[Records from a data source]
PR #81, opened 2019-04-20
Require all users to verify email

k3ntako:


k3ntako:
- User will not be able to access the website without verifying their email. 
  - They will be shown a page asking them to verify
- Updated verification email
- Updated verification checks (removed many on front end)

client/components/Nav/Nav.js
```diff
@@ -89,8 +89,7 @@ class Nav extends Component {
             <MenuItem
                 caption='Edit Account'
                 icon="edit"
-                onClick={this.linkToMe}
-                disabled={!me.is_verified}/>
```
mienaikoe: fwiw, I think you should keep verification checks in just in case we goof up real bad somehow.

client/contexts/MeContext.js
```diff
@@ -59,6 +61,8 @@ class MeProviderComponent extends React.Component {
       default:
         if( !this.state.me ){
           this.props.history.replace('/login');
+        }else if( !this.state.me.is_verified ){
+          this.props.history.replace('/unverified');
```
mienaikoe: This would prevent any access to logout. What if someone else logins on your device and then never verifies. You would be eternally locked out of the site.

client/models/Person.js
```diff
@@ -84,9 +84,10 @@ class Person extends Model {
   static me(){
     return Fetcher.get('/api/me').then( personJson => {
       let person = new Person(personJson);
-      if( person.team ){
+      if( person.team && person.team.members ){
         person.team.members = person.team.members.sort(sortByName);
```
mienaikoe: never noticed this before, but this sorting should be done on the backend.

client/contexts/MeContext.js
mienaikoe: nvm. I see you thought about that already.

client/models/Person.js
mienaikoe: perhaps a different PR unless it's easy to do here.

client/pages/Auth/Unverified/index.js
```diff
@@ -0,0 +1,59 @@
...
+  return <div className={styles.auth}>
+    <div className={styles.authOverlay}>
+      <div className={styles.authForm}>
+        <div className={styles.logo} />
+        <div className={styles.verifyMessage}>
+          <h2>Verify Your Email</h2>
+          <p>
+            <span>{"We've"} sent an email to <strong>{email}</strong> with a verification link. </span>
+          </p>
+          <p>
```
mienaikoe: These can be the same paragraph to save space and connect the two sentences visually.

client/pages/Auth/Unverified/index.js
```diff
@@ -0,0 +1,59 @@
...
+  }
+
+  const email = props.me.email || "you";
+
+  return <div className={styles.auth}>
+    <div className={styles.authOverlay}>
+      <div className={styles.authForm}>
+        <div className={styles.logo} />
+        <div className={styles.verifyMessage}>
+          <h2>Verify Your Email</h2>
```
mienaikoe: I think an h3 might make it a little less "demanding" sounding.

client/pages/Auth/index.css
```diff
@@ -102,6 +102,7 @@
 
 .verifyMessage > h2{
   text-align: center;
+  margin-top: 0;
 }
 
 .verifyMessage > p{
```
mienaikoe: I think the p in all auth forms could stand to have a bit more breathing room in the `line-height` department

server/emails/resend_verification/html.pug
```diff
@@ -5,10 +5,12 @@ body
 
   p
     div You have requested to resend the verification email.
-    If you believe someone else has done this,
-    please contact Jesse or Kentaro and disregard this message.
+    Please click on the following link, or copy the full URL in to the browser.
```
mienaikoe: Smart.

client/pages/Auth/Unverified/index.js
k3ntako: in addition to making it h3, what if i added a "Please" or "Let's" in front?

k3ntako: also, i feel like h3 is too small.

mienaikoe: Good with Let's.

How about something between h2 and h3. Just like a div that you style specifically for auth.

client/models/Person.js
k3ntako: I just copied the sort to the backend. I wanted to sort it in the populator, but I couldn't figure out how sort by full name in lowercase.

mienaikoe: https://stackoverflow.com/questions/52015712/mongodb-sort-with-case-insensitive-manner/52015956

k3ntako: I saw this earlier, but I couldn't really get it to work.

k3ntako: Decided to put this in another PR. I have a lot more related issues to resolve.

mienaikoe: ah yea. not easy to do in conjunction with a populate call. fine to boot to a diff PR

■ **Problem to work on**
Repeat, word for word, all the lines above.

■ **Response area**
PR #81, opened 2019-04-20
Require all users to verify email

k3ntako:


k3ntako:
- User will not be able to access the website without verifying their email. 
  - They will be shown a page asking them to verify
- Updated verification email
- Updated verification checks (removed many on front end)

client/components/Nav/Nav.js
```diff
@@ -89,8 +89,7 @@ class Nav extends Component {
             <MenuItem
                 caption='Edit Account'
                 icon="edit"
-                onClick={this.linkToMe}
-                disabled={!me.is_verified}/>
```
mienaikoe: fwiw, I think you should keep verification checks in just in case we goof up real bad somehow.

client/contexts/MeContext.js
```diff
@@ -59,6 +61,8 @@ class MeProviderComponent extends React.Component {
       default:
         if( !this.state.me ){
           this.props.history.replace('/login');
+        }else if( !this.state.me.is_verified ){
+          this.props.history.replace('/unverified');
```
mienaikoe: This would prevent any access to logout. What if someone else logins on your device and then never verifies. You would be eternally locked out of the site.

client/models/Person.js
```diff
@@ -84,9 +84,10 @@ class Person extends Model {
   static me(){
     return Fetcher.get('/api/me').then( personJson => {
       let person = new Person(personJson);
-      if( person.team ){
+      if( person.team && person.team.members ){
         person.team.members = person.team.members.sort(sortByName);
```
mienaikoe: never noticed this before, but this sorting should be done on the backend.

client/contexts/MeContext.js
mienaikoe: nvm. I see you thought about that already.

client/models/Person.js
mienaikoe: perhaps a different PR unless it's easy to do here.

client/pages/Auth/Unverified/index.js
```diff
@@ -0,0 +1,59 @@
...
+  return <div className={styles.auth}>
+    <div className={styles.authOverlay}>
+      <div className={styles.authForm}>
+        <div className={styles.logo} />
+        <div className={styles.verifyMessage}>
+          <h2>Verify Your Email</h2>
+          <p>
+            <span>{"We've"} sent an email to <strong>{email}</strong> with a verification link. </span>
+          </p>
+          <p>
```
mienaikoe: These can be the same paragraph to save space and connect the two sentences visually.

client/pages/Auth/Unverified/index.js
```diff
@@ -0,0 +1,59 @@
...
+  }
+
+  const email = props.me.email || "you";
+
+  return <div className={styles.auth}>
+    <div className={styles.authOverlay}>
+      <div className={styles.authForm}>
+        <div className={styles.logo} />
+        <div className={styles.verifyMessage}>
+          <h2>Verify Your Email</h2>
```
mienaikoe: I think an h3 might make it a little less "demanding" sounding.

client/pages/Auth/index.css
```diff
@@ -102,6 +102,7 @@
 
 .verifyMessage > h2{
   text-align: center;
+  margin-top: 0;
 }
 
 .verifyMessage > p{
```
mienaikoe: I think the p in all auth forms could stand to have a bit more breathing room in the `line-height` department

server/emails/resend_verification/html.pug
```diff
@@ -5,10 +5,12 @@ body
 
   p
     div You have requested to resend the verification email.
-    If you believe someone else has done this,
-    please contact Jesse or Kentaro and disregard this message.
+    Please click on the following link, or copy the full URL in to the browser.
```
mienaikoe: Smart.

client/pages/Auth/Unverified/index.js
k3ntako: in addition to making it h3, what if i added a "Please" or "Let's" in front?

k3ntako: also, i feel like h3 is too small.

mienaikoe: Good with Let's.

How about something between h2 and h3. Just like a div that you style specifically for auth.

client/models/Person.js
k3ntako: I just copied the sort to the backend. I wanted to sort it in the populator, but I couldn't figure out how sort by full name in lowercase.

mienaikoe: https://stackoverflow.com/questions/52015712/mongodb-sort-with-case-insensitive-manner/52015956

k3ntako: I saw this earlier, but I couldn't really get it to work.

k3ntako: Decided to put this in another PR. I have a lot more related issues to resolve.

mienaikoe: ah yea. not easy to do in conjunction with a populate call. fine to boot to a diff PR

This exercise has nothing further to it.